Hello,

Recently came across these presentations on cmake:

Using Modern CMake Patterns to Enforce a Good Modular Design
(https://www.youtube.com/watch?v=bsXLMQ6WgIk)
Effective CMake
(https://www.youtube.com/watch?v=eC9-iRN2b04)

They encourage using target_* command variants for scripting
CMakeLists.txt.

What would be the recommended way of writing build scripts for a
repository structured as below. The application is compiled from three
modules with a dependency among the modules as in the ascii diagram.

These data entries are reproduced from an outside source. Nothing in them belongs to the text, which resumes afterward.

PR #1343, opened 2025-08-30
dev: remove unused packages/functions/etc

DayKev:
N/A

Removing dead code and other unused stuff.

- Removed unused package `json-stable-stringify`.
- Added `depcruiser` rule to prevent importing anything from `test/` into `src/`.
- Deleted `post-turn-heal-ab-attr.ts` (this was never used lol) and `daily-run-scoreboard.ts` (we're not going to add scoreboard functionality back).
- Gave Hydrapple the correct variable for its evo level.
- Deleted various unused functions/variables/etc.
- Removed `export` from various functions/variables/etc that were never imported.
- Moved `printContainerList()` to a new file `debug-utils.ts` and added a `depcruiser` rule to prevent importing from that file in production code.

## Checklist


innerthunder (approved):

src/data/abilities/ab-attrs/post-turn-heal-ab-attr.ts
Tempo-anon, line 1: I assume this was created for something like poison heal or dry skin but they use other attr's. The [postTurnHeal](https://github.com/search?q=repo%3ADespair-Games%2Fpoketernity-locales%20postTurnHeal&type=code) message is also being unused and can be removed

src/utils/color-utils.ts
Tempo-anon, line 1: weird to think these had to be implemented in the codebase instead of just using a dependency

Tempo-anon (approved):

Is it possible to distribute compile info, such that each submodule has
a CMakeLists.txt that describes sources, include and link dependencies needed
to compile that module.

---------------------------------------
.
├── main.cpp
├── ModA
├── ModB
├── ModC

Dependency relation:
--------------------
       +--------+
    +->+main.cpp+<-+
    |  +--------+  |
    |              |
    |              |
    |              |
  +----+        +----+
  |ModA|        |ModB|
  +----+        +----+
    ^              ^
    |              |
    |    +----+    |
    +----+ModC+----+
         +----+

ModA <- ModC: Module A
 depends on Module C
---------------------------------------

My naive effort to do this can be found here:
https://github.com/vargheseg/test

The problem I run into is with describing the dependency relation
between ModA, ModB and ModC.

Details:
.
├── CMakeLists.txt
├── main.cpp
├── ModA
│   ├── a.cpp
│   └── CMakeLists.txt
├── ModB
│   ├── b.cpp
│   └── CMakeLists.txt
├── ModC
│   ├── c.cpp
│   └── CMakeLists.txt

- CMakeLists.txt in the child directories describe compilation
  information for that directory.
- The top level directory includes the CMakeLists.txt from
  subdirectories.
- Cmake buildfile generation fails because the way I set things up; the
  top level CMakeLists.txt ends up including ModC/CMakeLists.txt twice.

---
CMakeLists.txt
---
 cmake_minimum_required(VERSION 3.0)
 project(test_project)

 include(${CMAKE_CURRENT_LIST_DIR}/ModA/CMakeLists.txt)
 include(${CMAKE_CURRENT_LIST_DIR}/ModB/CMakeLists.txt)

 add_executable(main main.cpp)
 target_link_libraries(main PRIVATE ModA ModB)


---
ModA/CMakeLists.txt
---
 include(${CMAKE_CURRENT_LIST_DIR}/../ModC/CMakeLists.txt)
 add_library(ModA  $CMAKE_CURRENT_LIST_DIR}/a.cpp)
 target_link_libraries(ModA PRIVATE ModC)


---
ModB/CMakeLists.txt
---
 include(${CMAKE_CURRENT_LIST_DIR}/../ModC/CMakeLists.txt)
 add_library(ModB b.cpp)
 target_link_libraries(ModB
         PRIVATE
         ModC)

Is this way of structuring a project a supported use case?